Gossenköllesee
Ruben Sommaruga
Ruben Sommaruga
Biologie

Tiroler Bakterien erstaunlich flexibel

Vor knapp zehn Jahren haben Fachleute im Tiroler Gossenköllesee ein Bakterium entdeckt, das laut einer neuen Studie sehr speziell ist: Je nach Jahreszeit schaltet es zwischen zwei Mechanismen, Energie aus Licht zu gewinnen, hin und her.

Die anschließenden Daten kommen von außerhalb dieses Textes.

PR #1260, opened 2018-11-09
3830: Remove list from public lists

BirkAndMe:
#### Link to issue

https://platform.dandigbib.org/issues/3830

#### Description

Allow admins to hide user lists from public lists

#### Screenshot of the result

screenshot_2018-11-09 huskeliste pbj ding virt b14cms dk

#### Checklist

### DIFF
--- a/modules/p2/ding_list/ding_list.module
+++ b/modules/p2/ding_list/ding_list.module
@@ -126,6 +126,14 @@ function ding_list_menu() {
     'type' => MENU_CALLBACK,
   );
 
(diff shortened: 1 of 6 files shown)


modules/p2/ding_list/ding_list.module
```diff
@@ -126,6 +126,14 @@ function ding_list_menu() {
     'type' => MENU_CALLBACK,
   );
 
+  $items['list/%/toggle-not-public'] = array(
+    'title' => 'Show carousel results',
```
cableman: Is this title correct?

PR #1261, opened 2018-11-09
3828: workmatch memory

holt83:
#### Link to issue

https://platform.dandigbib.org/issues/3828

Related PR: https://github.com/ding2/ting-client/pull/25

#### Description

We used a special 'manifestation' search request to translate fausts to pids, but this was interfering with caching of collections, such that the manifestation would be cached as single object collections. This would result in material types getting "hidden" from users in the UI, because of these incomplete collections.

Switching to getObject request instead of search will fix this (in situations where the translation is the culprit) and is also a better solution in my opinion. 

There might still be problems with incomplete collection in other places, but this is out of scope of this PR.

Also fixes issue with get_objects, when over 169 objects are requested. See this comment for more info about this: https://platform.dandigbib.org/issues/3828#note-16

#### Checklist

This PR is dependant on https://github.com/ding2/ting-client/pull/25 to work correctly.

### DIFF
--- a/modules/opensearch/includes/opensearch.search.inc
+++ b/modules/opensearch/includes/opensearch.search.inc
@@ -623,31 +623,13 @@ function opensearch_search_sort_options() {
  */
 function opensearch_search_object_ids($ids) {
   if (is_array($ids) && !empty($ids)) {
-    $translated_ids = array();
+    $translated_ids = [];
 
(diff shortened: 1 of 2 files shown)


holt83:
It appears that circle didn't run for this PR?

JrgenGNielsen:
reviewed and approved

PR #1262, opened 2018-11-13
3889 by Inlead: Add ding_nodelist to ding2 core.

inlead:
#### Link to issue

https://platform.dandigbib.org/issues/3889

#### Description

Moved ding_nodelist from [easySuite/ding_nodelist.git](https://github.com/easySuite/ding_nodelist) to ding2 core.

#### Checklist

Previous issue can be seen at https://platform.dandigbib.org/issues/1597.


NicolaeGrigoriu:
Currently scrutinizer issues are regarding possition of the php code in template. Based on drupal coding standards, this is the way it needs to be and not as scrutinizer asks.

JrgenGNielsen:
reviewed and approved

PR #1266, opened 2018-11-15
3922: Aggregates news-list view results and removes group criteria

b14sha:
#### Link to issue

https://platform.dandigbib.org/issues/3922

#### Description

The news-list now aggregates results to remove duplicates when a news node is related to more than one library group. Also the filter criteria that a node needs a library-group relationship has been removed, to allow news to be shown that is not connected to any specific library.

#### Comments
It seems it fails CI behat_test, but since the only changes is made in a ding_news feature, and the fail is in 01-Searching.feature:57, it seems to be unrelated to the contents of this commit.

### DIFF
--- a/modules/ding_news/ding_news.strongarm.inc
+++ b/modules/ding_news/ding_news.strongarm.inc
@@ -179,13 +179,6 @@ function ding_news_strongarm() {
   $strongarm = new stdClass();
   $strongarm->disabled = FALSE; /* Edit this to true to make a default strongarm disabled initially */
   $strongarm->api_version = 1;
-  $strongarm->name = 'flag_mobile_app_default_ding_news';
-  $strongarm->value = 1;
-  $export['flag_mobile_app_default_ding_news'] = $strongarm;
-
-  $strongarm = new stdClass();
-  $strongarm->disabled = FALSE; /* Edit this to true to make a default strongarm disabled initially */
-  $strongarm->api_version = 1;
   $strongarm->name = 'language_content_type_ding_news';
   $strongarm->value = '0';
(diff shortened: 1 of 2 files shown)


modules/ding_news/ding_news.strongarm.inc
```diff
@@ -176,13 +176,6 @@ function ding_news_strongarm() {
   $strongarm->value = 1;
   $export['flag_push_to_mongo_default_ding_news'] = $strongarm;
 
-  $strongarm = new stdClass();
-  $strongarm->disabled = FALSE; /* Edit this to true to make a default strongarm disabled initially */
-  $strongarm->api_version = 1;
-  $strongarm->name = 'flag_mobile_app_default_ding_news';
-  $strongarm->value = 1;
-  $export['flag_mobile_app_default_ding_news'] = $strongarm;
```
kasperg: Why has this variable been removed? It does not seem to be related to the change at hand. As far as I can tell it relates to the use of the `mobile_app` flag for Ding News.

I digged into this and it seems as if the situation is caused by #1095 adding the variable to the strongarm definition but not updating the info file accordingly. Thus Features thinks the value should be removed from the export.

I have created a ticket for adding this: https://platform.dandigbib.org/issues/3966. For this PR the change to this file should simply be removed.

b14sha: My local installation failed completely on rebase. So had to do a fresh install, and therefore it seemed easier to do the changes again from a fresh installation. So - please disregard this PR, and check the changes here: https://github.com/ding2/ding2/pull/1276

Das hat eine Forschergruppe um Michal Koblížek von der Tschechischen Akademie der Wissenschaften mit Tiroler Kollegen herausgefunden. Dies sei der erste Nachweis einer solch flexiblen Strategie bei einem Bakterium, wie die Forscher im Fachblatt „PNAS“ berichten.

Anpassung an wechselvolle Lebensbedingungen

Der Bakterienstamm mit dem Namen „Sphingomonas glacialis AAP5“ ist in dem 1,6 Hektar großen, auf 2.416 m Seehöhe liegenden Gossenköllesee in den Stubaier Alpen heimisch. Die Universität Innsbruck betreibt dort seit dem Jahr 1975 Forschungen, die auch zur Entdeckung des Bakteriums führten. Die neue Studie offenbarte nun seine erstaunliche Flexibilität. Dabei handelt es sich vermutlich um eine Anpassung an die harschen und wechselvollen Umweltbedingungen in den Hochalpen.

Die Lebensbedingungen des Bakteriums simulierte das Team, dem auch Christopher Bellas und Ruben Sommaruga vom Institut für Ökologie der Universität Innsbruck angehörten, im Labor, wie es am Montag in einer Aussendung der Uni heißt. Sie züchteten Sphingomonas glacialis AAP5 bei Temperaturen zwischen vier und 25 Grad Celsius und unter verschiedenen Lichtverhältnissen, um mittels genetischer Analysen herauszufinden, welche Methoden zur Nutzung des spärlich oder reichlich vorhandenen Lichts das Bakterium einsetzt.

Zwei Strategien

Derartige lichtsammelnde Bakterien wenden in der Regel nämlich „nur einen der möglichen Mechanismen zur Energiegewinnung aus Sonnenlicht“ an, so Sommaruga: „Zwar wurden in einigen Bakterienstämmen bereits Gene identifiziert, die zwei Lichtsammelmechanismen enthalten, doch es gab bisher keine Beweise, dass eine Art auch tatsächlich beide nutzt. Bei Sphingomonas glacialis AAP5 konnten wir diesen Beweis jedoch erbringen.“

Bei der einen Strategie nützen Bakterien das Licht, um einen Konzentrationsunterschied an Protonen zwischen ihrem Inneren und der Umgebung herzustellen. Das erlaubt ihnen, Energie zu gewinnen. Der zweite bekannte Mechanismus ist mit der Photosynthese bei Pflanzen eng verwandt: Mit Bakteriochlorophyll-a kann das Bakterium langwelliges Licht absorbieren.

Ausgeklügelte Anpassung

Die neuen Untersuchungen zeigen nun, dass das Bakterium aus dem Tiroler See bei niedrigen Temperaturen und wenig Licht auf die Photosynthese setzt. Protonen pumpt es hingegen bei hoher Lichtintensität und etwas höheren Temperaturen.

Da es die verschiedenen Ansätze „unter sehr unterschiedlichen Licht – und Temperaturverhältnissen“ an den Tag legt, scheint es sich um eine ausgeklügelte Anpassung an den deutlichen Wechsel der Jahreszeiten im Hochgebirge zu handeln. So kann es die richtige Strategie wählen, wenn es über längere Zeit unter einer Eisdecke überleben muss.